Hong Kong and Malaysia loans stagnate
Hong Kong’s domestic loans growth fell 1.27% YoY and grew 0.32% MoM in August. It recorded the first drop YoY in August since March 2016.
Malaysia’s domestic loans growth saw its lowest increase of 2.49% YoY in August and fell 0.16% MoM in August. This was its first drop MoM in August for the year. Notably, the Malaysian Ministry of Finance recently announced the Financial Management and Resilient Programme (URUS) for borrowers in the bottom 50% (B50) income group. Facilities to be provided include interest exemption for three months and lower instalment amounts for up to 24 months, as well as a lower interest rate, application start from 15 November 2021 till 31 January 2022.
Volatility rose as Singapore enter the Stabilisation Phase
Preliminary SDAV for October increased 8% YoY to $1,143mn (Figure 6), as Singapore tightened COVID-19 restrictions and community cases continued to rise. VIX averaged 17.9 in October, down from 19.8 in the previous month but a surge in Covid-19 cases community cases caused it to remain high.
Likewise, the top five equity index futures turnover saw an increase of 9.9% YoY in October to 13.2mn contracts (Figure 8) mainly supported by higher trading volumes of its FTSE China A50 Index Futures and its FTSE Taiwan Index Futures. Notably, Nifty 50 Index Futures increased 6% MoM to 2.3mn while FTSE China A50 Index Futures contracted 21.4% MoM to 7.3mn.
Foreign exchange trading on the SGX increased 3% YoY to 2.3mn contracts in September. China’s economic rebound continued to spur strong institutional demand for risk management of the renminbi (RMB). Reflecting this, SGX’s USD/CNH Futures jumped 15% YoY to 921,663 contracts. Month-end open interest in this contract, the world’s most widely-traded international RMB futures, increased 5% YoY to US$91.9bn.
HKEX launches MSCI China A50 Connect Index futures
On 18 October 2021, HKEX launched its China A50 Connect futures contract, which is based on the the MSCI China A 50 Connect Index, which selects 50 names from among the largest stocks listed in Shanghai and Shenzhen available via Stock Connect.
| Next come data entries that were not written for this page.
PR #302, opened 2024-04-03
Switch to xxhash32/xxhash64 from CRC for capture tile diff

metalefty:
This is a draft PR to confirm which hash algorithm is faster to use in xorgxrdp.


metalefty:
Closing this. Perhaps we'll switch to xxhash in the future but we decided to use wyhash at themoment.

PR #309, opened 2024-04-30
simd rfx yuv

jsorg71:
In my tests, this speeds up the rgb to yuv 5+ x


matt335672 (approved):
I'm not qualified to comment on the assembler, but the plumbing looks OK to me.

metalefty:
The same from me.

PR #312, opened 2024-05-14
xorgxrdp capture changes for GFX h264

jsorg71:


module/rdpCapture.c
```diff
@@ -1187,14 +1407,16 @@ rdpCapture(rdpClientCon *clientCon, RegionPtr in_reg, BoxPtr *out_rects,
...
+        case 2: /* surface command RFX */
+            /* FALLTHROUGH */
+        case 4: /* GFX progressive */
             return rdpCapture2(clientCon, in_reg, out_rects, num_out_rects, id);
-        case 3:
-        case 5:
+        case 3: /* surface command h264 */
             /* used for even align capture */
             return rdpCapture3(clientCon, in_reg, out_rects, num_out_rects, id);
+        case 5: /* GFX h264 */
```
Nexarian: The only thing I might change is now that we have 5 different capture modes, defining them in a clearer enumeration with real names might be in order. It's really confusing for those who aren't ultra-familiar with the code to understand what these mean.

jsorg71: Sure, that makes sense.  I guess the function names can change too so they are not called rdpCapture0 to rdpCapture5.

Nexarian: Yeah, now is the time to update them!

Nexarian: Note this requires a change in XRDP too, so I think the enumeration should be defined in the shared header between XRDP and XORGXRDP.

jsorg71: I did this, it seems to have broke CI for xorgxrdp but take a look

PR #313, opened 2024-05-15
pkg-config workaround for missing PKG_CHECK_VAR

jsorg71:


matt335672:
Looks OK, but this is also worth a read:-

https://github.com/p11-glue/p11-kit/issues/200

It includes China’s top liquor maker Kweichow Moutai, electric car battery maker Contemporary Amperex Technology and solar panel materials maker LONGi Green Energy Technology. This new futures contract is a direct competitor to SGX’s existing FTSE China A50 Index futures which accounted for approximately 10% of SGX’s total revenues and 29% of derivatives revenue for FY21.
Maintain OVERWEIGHT. We remain positive on banks. Banks traded above 1.4x P/B over the last five years and are currently close to or below our P/B targets. Our price targets are supported by improving ROEs as allowances reverse in FY21e. With total allowance coverage being over 30% above the MAS’ regulatory limit, we believe there is further room for GP reversions in 2021. This would boost earnings.
We also believe Singapore banks could pay special dividends when the macroeconomic outlook stabilises. Capital ratios of 14.2–17.5% are higher than the banks’ optimal operating range of 12.5–13.5%. This is supportive of more aggressive capital optimisation. We believe the banks will also look for M&A opportunities with their excess capital.